(Items listed in a dataset)

________

PR #384, opened 2018-07-26
Propagate the query params to the interop component

lukebjerring:
## Description
Adds an integration test that the label param is piped between `interop` / `results` (which failed).
Then, propagates the (relevant) params to the component.

## Review Information

Note: Probably clashes with #383 , so we should land that first.

### DIFF
--- a/webdriver/webdriver.go
+++ b/webdriver/webdriver.go
@@ -30,15 +30,41 @@ func GetWebDriver() (*selenium.Service, selenium.WebDriver, error) {
 	panic("Invalid --browser value specified")
 }
 
-func FindShadowElements(d selenium.WebDriver, e selenium.WebElement, selector string) ([]selenium.WebElement, error) {
-	i := []interface{}{e}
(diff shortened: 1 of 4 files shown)


webdriver/webdriver.go
```diff
@@ -30,15 +30,41 @@ func GetWebDriver() (*selenium.Service, selenium.WebDriver, error) {
 	panic("Invalid --browser value specified")
 }
 
-func FindShadowElements(d selenium.WebDriver, e selenium.WebElement, selector string) ([]selenium.WebElement, error) {
-	i := []interface{}{e}
-	result, err := d.ExecuteScriptRaw(fmt.Sprintf("return arguments[0].shadowRoot.querySelectorAll('%s')", selector), i)
-	if err != nil {
-		panic(err.Error())
+func FindShadowElements(
```
lukebjerring: Note: the changes to this function allow you to repeatedly resolve shadow dom for multiple elements. 

If `foo` has shadow `bar` which has shadow `baz`, we can now call

    FindShadowElements(wd, foo, "bar", "baz")

instead of having to handle that ourselves at the call site.

Hexcles:
Abandoning this PR in favour of #385.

________

What you have to do: In the entries above, which lines hold the string "this"? Report all of them.

Written response:
lukebjerring: Note: the changes to this function allow you to repeatedly resolve shadow dom for multiple elements. 
Abandoning this PR in favour of #385.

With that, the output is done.